# Paracord archery accessories



## bubbancng (Feb 9, 2015)

Let's see em, here is my release lanyard for my truball max pro


----------



## rmt1993 (Feb 10, 2013)

bubbancng said:


> Let's see em, here is my release lanyard for my truball max pro


Looks great! Ive been looking for ideas for a lanyard for my HT3 Pro


----------



## bubbancng (Feb 9, 2015)

Thanks, that design is pretty basic if you've ever messed with paracord. Instead of the sliders, you can also use a split ring.


----------



## rmt1993 (Feb 10, 2013)

bubbancng said:


> Thanks, that design is pretty basic if you've ever messed with paracord. Instead of the sliders, you can also use a split ring.

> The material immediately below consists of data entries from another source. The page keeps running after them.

Issue #1427, opened 2026-08-31
Water type statistics


mboden:
**Describe the bug**
It seems like the statistics only looks at the water type directly assigned to dives and doesn't include dives with no water type set but where the dive site has a water type.

<img width="1909" height="314" alt="Image" src="https://github.com/user-attachments/assets/5f0ecb3d-5e46-4133-8ff1-b3a2306ef12a" />

**Expected behavior**
That the statistics should include dives where the dive site has a water type. Also it would be nice if the dive inherited the water type from the dive site.

**Platform details:**
- OS: Windows
- Version 1.7.6.7161

Issue #793, opened 2026-07-31
Recording the characteristics of the water body at a dive site / during a dive


alpheios-one:
The water type is very closely linked to the dive site – this is simply the nature of the system.
If a dive is recorded for a dive site that has not been assigned a water type, the logbook automatically enters the water type ‘not specified’ for that dive.
If the water type is subsequently added under the dive site, the water type is not updated for the dives associated with that site.
It would be better if, when the water type is defined for a dive site, the dives associated with that site were also updated.

This should help many users who are migrating an existing logbook to Subversion and are continuously populating the data.

It is possible that other fields may also be affected by this mechanism.

PR #1979, opened 2026-09-14
fix(export): fall back to the dive site's water type and entry method

alpheios-one:
## Summary

UDDF export, the PADI and Detailed PDF logbook templates, and the customizable
table view all read `Dive.waterType`/`Dive.entryMethod` directly. A dive
logged before its site had a water type set — or whose site gained one
later — still showed nothing there, even though the dive detail page and
statistics already resolve this correctly via
`Dive.effectiveWaterType`/`Dive.effectiveEntryMethod` (added in #1427).

This switches the four remaining raw readers to the same fallback getters,
so exports and the table view stay consistent with what the app already
shows on screen.

## Changes

- `lib/core/constants/dive_field_extractor.dart` — table view / customizable
  columns
- `lib/core/services/pdf_templates/pdf_template_detailed.dart`
- `lib/core/services/pdf_templates/pdf_template_padi.dart`
- `lib/core/services/export/uddf/uddf_export_service.dart` and
  `uddf_export_builders.dart` (bulk export and full-export paths)

No schema change, no migration — `dive.waterType`/`dive.entryMethod` keep
storing their own value; only the read side now falls back to the site's
value when the dive has none.

## Testing

Added fallback-coverage tests for all four call sites (site has a value,
dive doesn't → site's value is used; dive has its own value → it wins over
the site's):

- `test/core/constants/dive_field_extractor_test.dart`
- `test/core/services/pdf_templates/pdf_detailed_content_test.dart`
- `test/core/services/pdf_templates/pdf_padi_water_type_fallback_test.dart` (new)
- `test/core/services/export/uddf/uddf_export_builders_test.dart`

## Out of scope

- `visibility`, `altitude`, `bodyOfWater` have no `effective*` fallback and
  are not touched here.
- No write-back into the `dives.waterType`/`dives.entryMethod` columns
  themselves.

Refs #793


alpheios-one:
Hi @ericgriffin — this one's green across the board now (all CI checks passing, full coverage) and ready whenever you have time to take a look or give it a try. Thanks so much for picking up #793!

PR #2042, opened 2026-09-17
fix(dive-list): stop the detailed card stat row overflowing at narrow widths

### LINKED ISSUE #2041: Detailed dive card stat row overflows at narrow master-pane widths
## Bug

On the detailed dive card in the dive list, the stat row (the two stat slots plus the right-aligned dive-type badges) overflows horizontally when the master pane is narrow, painting the yellow/black overflow stripe.

`_kMasterPaneMinWidth` in `lib/shared/widgets/master_detail/master_detail_scaffold.dart` is 280, so a diver can drag the dive list pane to exactly a width where this happens.

## Measurements (main, dive with three dive types, tile in a fixed-width box)

| Width | Overflow |
| --- | --- |
| 240px | 52px |
| 260px | 32px |
| 280px | 12px |
| 300px | 21px |
| 320px | 1px |
| 340px and up | none |

With large but realistic stat values (131.4m, 147 min) and four dive types, it overflows up to about 340px. A joined dive-type list in a stat slot overflows by 250-330px at every width from 280px to 360px.

## Root cause

In `DiveListTile.build` (`lib/features/dive_log/presentation/pages/dive_list_page.dart`) the stat row's first child is a `Row(mainAxisSize: MainAxisSize.min)` holding two rigid `Text` stats with no `maxLines`/`overflow`, so nothing can shrink once the stats alone exceed the line.

There is a second overflow inside `DiveTypeBadgeRow`: it always renders at least its collapsed "+N" badge, so when the stats leave its `Expanded` narrower than that badge, the badge row itself overflows (seen at 320-340px).

Wrapping the stats in `Flexible` does not work: next to the badges' `Expanded`, two flex-1 children split the width 50/50 regardless of content, and the badge cluster overflows by 54-110px instead.

## Expected

No overflow at any master-pane width. The badges collapse to "+N" first; only then do the stats give way, ellipsizing.

## Note

PR #2013 moves the OC/CCR mode badge onto this row, which shifts the overflow-free threshold from about 340px to 353px. That PR deliberately leaves this bug alone.

ericgriffin:
## Related Issue

Closes #2041

## Summary

The detailed dive card's stat row overflowed horizontally when the dive list master pane was narrow, including at its 280px minimum. The two stats were rigid `Text` in a `Row(mainAxisSize: min)`, so nothing could shrink. At 320-340px the stats also squeezed the badges' `Expanded` below the width of their collapsed "+N" badge, so `DiveTypeBadgeRow` overflowed as well.

`Flexible` on the stats is not a fix: next to the badges' `Expanded` it splits the line 50/50 regardless of content. Flex allocates in a single pass and cannot express "collapse the badges first, then shrink the stats", so the line is now laid out from measurements.

## Changes

- New `DiveCardStatRow` (`lib/features/dive_log/presentation/widgets/dive_card_stat_row.dart`) owns the stat line. Inside a `LayoutBuilder` it:
  1. reserves the badge cluster's minimum (its collapsed "+N" badge plus the gap),
  2. gives the stats their natural `TextPainter`-measured width from the remainder,
  3. when that is too small, splits the budget by fair share (`fairShareWidths`): a stat narrower than an equal share keeps its full width and the other stat takes the rest, so a short depth never loses characters to a long neighbor. Stats ellipsize on one line, and an icon is dropped only if its slot is narrower than the icon itself.
  The badges' `Expanded` then gets whatever the stats leave, expanding back out of "+N" as room allows.
- `DiveTypeBadgeRow.minWidthOf` exposes the collapsed width using the same measurement the row uses internally. That measurement now honors `MediaQuery.textScalerOf`, so the reservation matches the rendered badge under larger text.
- `DiveListTile` builds a `DiveCardStat` per slot (`_buildStat`, replacing `_buildStatWidget`) and hands them to `DiveCardStatRow`.

### Interaction with #2013

#2013 has merged and main is merged in here. Its layout is kept: the mode badge is the right-most badge, and inside the badge cell the type badges collapse to "+N" while the mode badge keeps its width. `DiveCardStatRow` now owns that cell and reserves the mode badge's full width through the new `DiveModeBadge.widthOf` (text-scale aware, like the type badge measurement). The mode badge is always shown, so the reservation applies even to a dive with no types.

## Test Plan

- [x] Regression test written first and watched fail on main: `dive_list_tile_stat_row_overflow_test.dart` renders `DiveListTile` at 280-360px (10px steps) with four dive types and asserts `tester.takeException()` is null, for the default stats and for a stat slot holding the joined dive-type list. On main, 14 of 18 cases failed (overflows of 6-37px for default stats, 254-334px for the long stat).
- [x] `dive_card_stat_row_test.dart`: fair-share allocation cases, a no-overflow sweep from 120px to 400px, a short stat is not truncated beside a long one, and nothing truncates on a wide line.
- [x] Tile cases for an icon-less stat field ("<label>: <value>") at 280-360px.
- [x] Badge reservation holds under a 2x text scale (120-400px sweep); removing the text scaler from the measurement turns it red.
- [x] A stat keeps its icon from a 14px slot upward (the gap shrinks first), swept at 1px steps.
- [x] Mutation checks: removing the badge reservation turns 18 cases red; removing only the mode badge reservation (after merging #2013) turns 7 red.
- [x] `flutter test test/features/dive_log test/features/dashboard test/architecture` passes (4804 tests after merging main)
- [x] `flutter analyze` passes (whole project)
- [ ] Manual testing on: not run; covered by widget tests at fixed widths


ericgriffin:
Both suppressed comments from [this review](https://github.com/submersion-app/submersion/pull/2042#pullrequestreview-5230681537) are addressed in bdf4c1c:

- **`dive_card_stat_row.dart`: icon dropped at 14-18px.** The icon is now dropped only when the slot is narrower than the icon itself (14px). Between 14px and 18px the gap shrinks to what is left and the text gets zero width. `a slot keeps its icon while the icon itself fits` sweeps the slot width in 1px steps, reads each slot's rendered width, asserts no overflow and that both icons show from 14px up, and checks that the sweep actually covered the 14-18px range. It fails against the old threshold.
- **`dive_type_badge_row.dart`: scaled measurement untested.** `the badge reservation follows the text scale` runs the row under `MediaQuery` with `TextScaler.linear(2)` across 200-400px with type badges, the mode badge and a long stat, and asserts `takeException()` is null, so neither the badge cell nor the stat row may overflow. Removing `textScaler` from the badge measurement turns it red. After merging #2013, the new `DiveModeBadge.widthOf` measurement is scale-aware too and runs through the same test.

PR #2077, opened 2026-09-18
fix(media): start every photo picker session with no gallery selection

### LINKED ISSUE #1996: Media selection : not reset beetween entities
Hi,

It is something I noticed with dive sites (not tested with dives)

- Dive site A : I select some medias, click on Finish
- I go on Dive site B, I want to add some medias, the medias I selected for Dive Site A are still selected

The media should not be preselected

behaviour seen on Android ; not tested on Windows

ericgriffin:
## Related Issue

Closes #1996

## Summary

Photos ticked in the gallery picker while attaching media to one dive site came back pre-selected when the picker was opened for the next site. The selection lives in `photoPickerNotifierProvider`, which is app-scoped (not autoDispose), and nothing reset it when a new picker session opened.

The leak was not site-specific: dives, species photos and the library importer all open the same `PhotoPickerPage`, so they all inherited the previous session's ticks. It was also not only cosmetic: if the stale asset IDs fell inside the new owner's date window, tapping Done would have attached the previous owner's photos as well.

## Changes

- `PhotoPickerPage` already clears the Files tab's leftover staging when a session opens (`_clearStaleStaging`). It now clears the gallery selection in the same hook.
- The clear runs in the `initState` microtask, which is queued before the first `await` in the permission check and asset load, so the desktop path's auto-select of freshly picked files is never undone by it.
- New widget test, mirroring the existing Files-tab staging test: seed a picker notifier with two picks from "site A", open the page for "site B", and assert the selection is empty. It fails without the fix and passes with it.

## Test Plan

- [x] `flutter test test/features/media/presentation/pages test/features/media/presentation/helpers` passes (168 tests)
- [x] New regression test verified red before the fix, green after
- [x] `flutter analyze lib/features/media test/features/media` passes
- [x] `dart format .` makes no changes
- [ ] Manual testing on: Android (reporter's platform), select media on site A, tap Done, open the picker on site B and confirm nothing is pre-selected


ericgriffin:
Closing as a duplicate of #2082, which fixes the same issue (#1996) and also clears the URL tab's leftover draft, with broader test coverage.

Yeah ive made a few wrist straps...looks like from the pic that its a cobra stitch?


----------



## bubbancng (Feb 9, 2015)

Yea it is. There's a lot of different ways to modify that weave once you get it down. Look up the caged and modified version as well. Also you can braid the strap to the release like on the wrist slings


----------



## mhill (Jul 11, 2011)

My wrist sling and bino sling


----------



## LancerD (Mar 4, 2015)

I improvised a bow press using the stuff since I didn't feel like visiting a shop to install the peep sight on my new bow. Sadly, no pictures since I dismantled it after and re-used the cord for something else. It worked well though.


----------



## Brandonk923 (Nov 21, 2014)

Never messed with para cord but would like to try. Is their a particular type you like to use and good place to get tips on how to


----------



## mhill (Jul 11, 2011)

Brandonk923 said:


> Never messed with para cord but would like to try. Is their a particular type you like to use and good place to get tips on how to


paracordplanet.com 

I mainly use 550 paracord. thats pretty standard. but other used the smaller diameter paracord for king cobra stitch and over laying on items they want thicker. 
They have tips and tricks, they also have great deals on paracord. sign up for their emails and get alot of sale offeres usually buy one get ones ect... youtube is also a great place to look at videos of how to do some basics. once you get the hang of it you can figure most out in your head.


----------



## bubbancng (Feb 9, 2015)

That's a slick design coat, you can also get the 550 at Walmart and hobby lobby, they sell the 7 strand paracord and it works well. I wouldn't trust it for heavy applications but it works fine for these kind of projects


----------



## BBhunt (Oct 29, 2014)

Any surplus store has it... Might only get OD green, black and white though. But it's the real stuff heavy duty.


----------



## Bowpro-295 (Jul 30, 2013)

My wife's I had made for her eva shockey


----------



## rickyherbold (Dec 27, 2012)

Can you show a photo of how you attach it


coatimundi01 said:


> I wanted to come up with a sling that didn't use the leather yoke and came up with this adjustable design. I sell a few of them here and there.


----------



## coatimundi01 (Oct 18, 2013)

rickyherbold said:


> Can you show a photo of how you attach it


Think of the elk antler as your stabilizer bolt. Then ends just loop around that, you adjust the length, then tighten your stabilizer down. The paracord beads are used to tighten up the loop up to the stab and to take up the slack to there's less dangling cord.


----------



## OhioBowGuy (Sep 20, 2014)

Thats sweet Coat!


----------



## coatimundi01 (Oct 18, 2013)

just finished this one


----------



## BBhunt (Oct 29, 2014)

How are you making the beads to take up the slack? Great work btw


----------



## RayceJ (Sep 28, 2014)

Keep it up guys!!! I do a lil paracord craftin myself and have already made a wrist sling from an earlier thread here on AT...


----------



## tedguinn (Jan 25, 2005)

I guess I have the same question as BBhunt is there a link to tying that round sliding button knot


----------



## olemil4me (Mar 1, 2008)

started my first paracord bino sling last night I got 50ft of cord and it was not enough I just ordered more will I be able to fuse the new cord to what I have started and do you guys think it will hold


----------



## olemil4me (Mar 1, 2008)

coatimundi01 said:


> Think of the elk antler as your stabilizer bolt. Then ends just loop around that, you adjust the length, then tighten your stabilizer down. The paracord beads are used to tighten up the loop up to the stab and to take up the slack to there's less dangling cord.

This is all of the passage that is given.